Originally published at The Atlantic

There’s an old chestnut about infrastructure that goes, Infrastructure is everything you don’t notice—until it fails. It’s a definition that works for any kind of infrastructure, too: big or small, visible or invisible, bridges and garage doors, electric grids and Wi-Fi routers. Infrastructure is everything you take for granted. And you only notice that you take it for granted when it breaks.

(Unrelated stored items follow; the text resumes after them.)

PR #544, opened 2023-11-18
Insure login dialog is front and center

nirvn:
Calling raise() and activateWindow() is used to insure dialogs are raised to the top, let's call this to avoid dialog stacking confusion on macos.

Also, the cloud projects dialog was mishandling its visible state (calling self.hide() prior to opening the login window only to have it re-shown after constructor (by show_cloud_overview_dialog(self)). This lead to the (disabled) projects dialog being focused instead of the login dialog. I suspect that will also alleviate whatever is going on with macos.

### DIFF
--- a/qfieldsync/gui/cloud_projects_dialog.py
+++ b/qfieldsync/gui/cloud_projects_dialog.py
@@ -121,20 +121,6 @@ class CloudProjectsDialog(QDialog, CloudProjectsDialogUi):
 
         self.update_welcome_label()
 
-        if self.network_manager.has_token():
-            self.show_projects()
-            self.show()
-            self.createButton.setEnabled(True)
-        else:
-            CloudLoginDialog.show_auth_dialog(
-                self.network_manager,
-                lambda: self.on_auth_accepted(),
-                lambda: self.close(),
-                parent=self,
-            )
-            self.hide()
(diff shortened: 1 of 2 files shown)


qfieldsync/gui/cloud_projects_dialog.py
```diff
@@ -121,20 +121,6 @@ def __init__(
...
-        else:
-            CloudLoginDialog.show_auth_dialog(
-                self.network_manager,
-                lambda: self.on_auth_accepted(),
-                lambda: self.close(),
-                parent=self,
-            )
-            self.hide()
-            self.createButton.setEnabled(False)
-
```
suricactus, line 137: Is it required to move this block more to the bottom?

suricactus (commented):
Thanks for dealing with this <3

qfieldsync/gui/cloud_projects_dialog.py
nirvn: @suricactus , I wanted to call self.show() after as much of the UI was set up as possible. It however has to be before we create CloudCreateProjectWidget has that will also open the login dialog within the constructor.

suricactus:
Works perfect here! Thanks!

PR #548, opened 2023-12-01
Implement a feature-based geometry lock mechanism

nirvn:
This PR implements a functionality in qfieldsync allowing users to determine the locked geometry state of individual features within a vector layer.

First, here's a screenshot of the UI:

image

A brand new data-defined property button sits next to the [x] lock geometry checkbox. From there, users can select a feature attribute or build a more complex expression that will change the locked geometry status of individual features.

_(Requires https://github.com/opengisch/libqfieldsync/pull/58 on the libqfieldsync side of things)_

### DIFF
--- a/qfieldsync/gui/map_layer_config_widget.py
+++ b/qfieldsync/gui/map_layer_config_widget.py
@@ -23,7 +23,7 @@
 import os
 
 from libqfieldsync.layer import LayerSource
-from qgis.core import QgsMapLayer, QgsProject
+from qgis.core import QgsMapLayer, QgsProject, QgsProperty, QgsPropertyDefinition
 from qgis.gui import QgsMapLayerConfigWidget, QgsMapLayerConfigWidgetFactory
 from qgis.PyQt.QtWidgets import QLabel
 from qgis.PyQt.uic import loadUiType
@@ -55,6 +55,8 @@ class MapLayerConfigWidgetFactory(QgsMapLayerConfigWidgetFactory):
 
 
 class MapLayerConfigWidget(QgsMapLayerConfigWidget, WidgetUi):
+    PROPERTY_GEOMETRY_LOCKED = 1
+
     def __init__(self, layer, canvas, parent):
         super(MapLayerConfigWidget, self).__init__(layer, canvas, parent)
         self.setupUi(self)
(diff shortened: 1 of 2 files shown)


qfieldsync/ui/map_layer_config_widget.ui
```diff
@@ -39,20 +39,51 @@
...
+       <property name="toolTip">
+        <string>When enabled, this option disables adding and deleting features, as well as modifying the geometries of existing features.</string>
+       </property>
+       <property name="text">
+        <string>Lock geometries</string>
+       </property>
+      </widget>
+     </item>
+     <item>
+      <widget class="QgsPropertyOverrideButton" name="isGeometryLockedDDButton">
```
suricactus, line 54: What DD stands for?

qfieldsync/gui/map_layer_config_widget.py
```diff
@@ -55,6 +55,8 @@ def supportLayerPropertiesDialog(self):
 
 
 class MapLayerConfigWidget(QgsMapLayerConfigWidget, WidgetUi):
+    PROPERTY_GEOMETRY_LOCKED = 1
```
suricactus, line 58: It is not super clear to me what the `1` stands for?

suricactus (approved):
Two comments on the code, just clarifications on naming. Very nice it is using the same mechanism to define dynamic value as in the rest of QGIS.

qfieldsync/gui/map_layer_config_widget.py
nirvn: @suricactus , with  properties, you need to provide an integer identifier for a given property (see https://github.com/opengisch/qfieldsync/pull/548/files#diff-cb0fe03aac5d043fa6713776d09aaa241751d0e5b4f9d8d7c2ee1b20d58a6905R89), much better to have it as a PROPERTY_SOMETHING constant than an integer of 1 entered in the data-defined button's init() function.

qfieldsync/ui/map_layer_config_widget.ui
suricactus: Thanks!

qfieldsync/gui/map_layer_config_widget.py
suricactus: I see. Thanks for the clarification!

suricactus (approved):

PR #557, opened 2024-01-08
Use the new `QgisCoreOffliner` that wraps `QgsOfflineEditing`

suricactus:


requirements.txt
```diff
@@ -5,4 +5,4 @@ pytest
 future
 transifex-client
 
-libqfieldsync @ https://github.com/opengisch/libqfieldsync/archive/a6162194f5b7e2448da26d3cf67ed542653c4012.tar.gz
+libqfieldsync @ https://github.com/opengisch/libqfieldsync/archive/a8e9a3a4a341f797934e76c747938766362c462c.tar.gz
```
m-kuhn, line 8: This points to a PR branch, correct?

I would always point that to something on master, in case of force-push, branch-delete-after-merge or what-do-i-know bad things may happen.

PR #567, opened 2024-02-29
Tracking session UI

nirvn:
I'll let the screenshot do the talking :)

image

(requires libqfieldsync' s https://github.com/opengisch/libqfieldsync/pull/71)


suricactus (approved):
Code looks good! Nice improvement. Having old/new screenshot would have made the contrast even bigger.

PR #584, opened 2024-05-31
Implement UI to control the new value map editor widget's toggle buttons interface

nirvn:
In the future, it'd be great to have the UX implemented in QGIS itself. But for now, let's rely on our beloved qfieldsync to implement a simple layer-level configuration:

image

### DIFF
--- a/qfieldsync/ui/map_layer_config_widget.ui
+++ b/qfieldsync/ui/map_layer_config_widget.ui
@@ -87,9 +87,57 @@
    <item>
     <widget class="QGroupBox" name="attachmentsRelationsGroupBox">
      <property name="title">
-      <string>Attachments and Relationships Settings</string>
+      <string>Feature Form, Attachments and Relationships Settings</string>
      </property>
      <layout class="QFormLayout" name="attachmentsRelationsLayout">
+      <item row="0" column="0" colspan="2">
+       <layout class="QHBoxLayout" name="valueMapButtonInterfaceLayout">
+        <item>
+         <widget class="QLabel" name="valueMapButtonInterfaceLabel">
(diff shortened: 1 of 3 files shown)


domi4484:
Why do we do that per layer and not per field? too fine graded?

nirvn:
@domi4484 , yeah, I don't think we have the UI in place to do per-field, and I'm hopeful this will be a temporary setting in any case.

qfieldsync/ui/map_layer_config_widget.ui
```diff
@@ -87,9 +87,57 @@
...
+        <item>
+         <widget class="QLabel" name="valueMapButtonInterfaceLabel">
+          <property name="sizePolicy">
+           <sizepolicy hsizetype="Expanding" vsizetype="Fixed">
+            <horstretch>1</horstretch>
+            <verstretch>0</verstretch>
+           </sizepolicy>
+          </property>
+          <property name="text">
+           <string>Item threshold under which value map editor widgets will use a toggle buttons interface</string>
```
suricactus, line 104:
```suggestion
           <string>Item threshold under which value map editor widgets will use toggle buttons interface</string>
```

I guess the "a" is incompatible with the plural "buttons"?

suricactus (approved):

qfieldsync/ui/map_layer_config_widget.ui
nirvn: I think a works here as it is a[n] interface.

suricactus: Ah, my poor English. Good!

PR #593, opened 2024-06-29
Implement geofencing settings in the project properties' QField panel

nirvn:
This PR adds a couple of widgets to setup geofencing in QField. Looks:

image

The libqfieldsync counterpart is here: https://github.com/opengisch/libqfieldsync/pull/86

### DIFF
--- a/qfieldsync/gui/project_configuration_widget.py
+++ b/qfieldsync/gui/project_configuration_widget.py
@@ -110,6 +110,19 @@ class ProjectConfigurationWidget(WidgetUi, QgsOptionsPageWidget):
         self.event_eater = EventEater()
         self.attachmentDirsListWidget.installEventFilter(self.event_eater)
 
+        self.geofencingBehaviorComboBox.addItem(
+            self.tr("Alert users when inside an area"),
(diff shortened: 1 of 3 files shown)


m-kuhn:
Nice !

Can we have a UI adjustment: the description what it does (i.e. it will alert in case of XXX) should be there. The "reverted logic" should live as a tooltip instead.

nirvn:
@m-kuhn , we can certainly have a UI adjustment ;) good idea.

qfieldsync/gui/project_configuration_widget.py
```diff
@@ -229,21 +269,56 @@ def apply(self):
...
             )
         except AttributeError:
             pass
+
+        # Geofencing settings
+        self.__project_configuration.geofencing_is_active = (
+            self.geofencingGroupBox.isChecked()
+        )
+
+        try:
```
suricactus, line 304: Do you have a concrete example when we need the `try/except`? I see it is also 10 lines above, but on this line it seems you handle this with the `if/else` check for `currentLayer()` existance.

suricactus (approved):
Looks good to me, one small comment.

PR #601, opened 2024-07-21
Add map themes's default active layer configuration

nirvn:
This PR implements the project configuration UI to setup the default active layer QField will pick when users select a map theme in QField. The functionality allows for project managers to help out field workers by auto-picking the right active layer to digitize entries based on map themes.

Screenshot:

image


suricactus:
This configuration panel is getting super busy lately. We can also move this setting to the individual layers, but the overview is indeed better. No need to address this now, just sharing. Thanks for the contribution!

nirvn:
@suricactus , yeah, I had the same feeling when developing both geofencing and this feature.

Issue #605, opened 2024-08-19
Bug: QField Sync Plugin Removes Path Segment from URL


edouardbruelhart:
I've encountered a bug with the QField Sync plugin where it incorrectly handles the base URL for connecting to a self-hosted QFieldCloud instance, served using a custom nginx configuration. Specifically, the plugin is removing the /qfieldcloud/ segment from the URL, which leads to a 404 Not Found error when attempting to authenticate or interact with the API.

**Steps to Reproduce:**

  - Configure the QField Sync plugin with a base URL that includes the /qfieldcloud/ segment, e.g., https://emi-collection.unifr.ch/qfieldcloud/.
  - Attempt to perform an action that requires authentication or interaction with the API (e.g., logging in or syncing).
  - Observe that the plugin makes requests to URLs without the /qfieldcloud/ segment, e.g., https://emi-collection.unifr.ch/api/v1/auth/login/.

**Expected Behavior:**

The QField Sync plugin should use the full base URL provided, including all path segments, so that requests are correctly routed to the API endpoints. For example, the URL https://emi-collection.unifr.ch/qfieldcloud/api/v1/auth/login/ should be used instead of https://emi-collection.unifr.ch/api/v1/auth/login/.

**Actual Behavior:**

The plugin removes the /qfieldcloud/ path segment from the URL, resulting in incorrect requests like https://emi-collection.unifr.ch/api/v1/auth/login/, which leads to 404 Not Found errors.

**Additional Information:**

  I have tested to connect to the instance using a web browser, QField application and directly using curl and confirmed that it works with the /qfieldcloud/ path segment.
  The issue seems to be specific to how the plugin constructs URLs.

**Environment:**

  - QField Sync Plugin Version: 4.10.1
  - QGIS Version: 3.38.2
  - Operating System: Ubuntu 22.04
  - QFieldCloud URL: https://emi-collection.unifr.ch/qfieldcloud/

Thank you for your attention to this issue. Please let me know if you need any further details or if there is a workaround available.

m-kuhn:
Thank you for reporting this, we will happily accept a pull request to improve this !

edouardbruelhart:
I added a pull request to correct this. Let me know if it suits for you or if you want another mechanism to perform this

PR #607, opened 2024-08-20
correction poposition for issue 605

edouardbruelhart:
Here I propose to ignore paths that start with "/api" or that are equal to "/" to remove unnecessary parts, but to keep other ones to avoid 404 errors.


suricactus:
This PR fixes https://github.com/opengisch/qfieldsync/issues/605#issuecomment-2298187889

suricactus (approved):
Thanks for your contribution! It seems I never published my review... 

Happy to merge once we fix the comments!

suricactus (changes requested):
Ah, also if you can run `pre-commit` to make the code checks happy.

suricactus (approved):
Thanks!

PR #195, opened 2016-09-28
Generate gulliver.js (ES5) from gulliver.es6.js (ES6)

ithinkihaveacat:
Safari 9 can't handle the arrow functions we had in `gulliver.js`. Add a "build" step to generate an ES5 version.

One (unfortunate) implication of this means that when editing `gulliver.es6.js` we need to run `npm prestart` before reloading. (We should improve this later.)

Note that `npm start` runs this automatically, so `npm start` (and deploying to GCP?) should work just fine.

### DIFF
--- a/.gitignore
+++ b/.gitignore
@@ -5,3 +5,5 @@ npm-debug.log
 .jshintrc
 .idea/
 key.json
+public/js/gulliver.js
+public/js/gulliver.js.map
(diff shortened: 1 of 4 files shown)


juliantoledo:
I added /public/js/gulliver.js to .eslintignore
because the generated file uses tabs instead of spaces.

PR #197, opened 2016-09-29
Make Safari work

ithinkihaveacat:
- Makes scheme explicit
- Removes need for nonce


ithinkihaveacat:
(Need to rebase and fix merge conflicts.)

juliantoledo:
@ithinkihaveacat LGTM, good solution for the JS inline :)

juliantoledo:
@ithinkihaveacat is the 'unsafe-eval' still needed? I removed it locally and I don't see the error anymore, maybe the bug fix is deployed already.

Lately, a lot of things have broken. In two incidents over the past two days, hundreds of people were injured or killed: An elevated-highway bridge collapsed in Genoa, Italy, and a pier gave out in Vigo, Spain, during a music festival. The consequences are harrowing. In Genoa, cars dropped 150 feet to the earth as a span of the bridge fell underneath them. In Vigo, concertgoers were plunged into the sea, piled atop one another, when the boardwalk gave out.

It’s too early to know for certain what the causes were of the two collapses, but “structural problems” were suspected at the Spanish boardwalk, and “signs of problems” had been observed on the Italian bridge. Those factors invoke concerns about general infrastructural decline caused by deferred maintenance (usually from lack of funding). That’s a familiar story everywhere. In the early-20th century, many structures were overengineered to hold massive loads. But as civil engineering matured, and as demand for structures increased, the profession designed structures to be safe, but also quick to erect economically. Eventually, those compromises would come home to roost. In 2007, a highway bridge in Minneapolis collapsed, killing or injuring hundreds. But even a decade later, the nation’s “aging infrastructure” remained, mostly having become a political talking point rather than a program for renewal.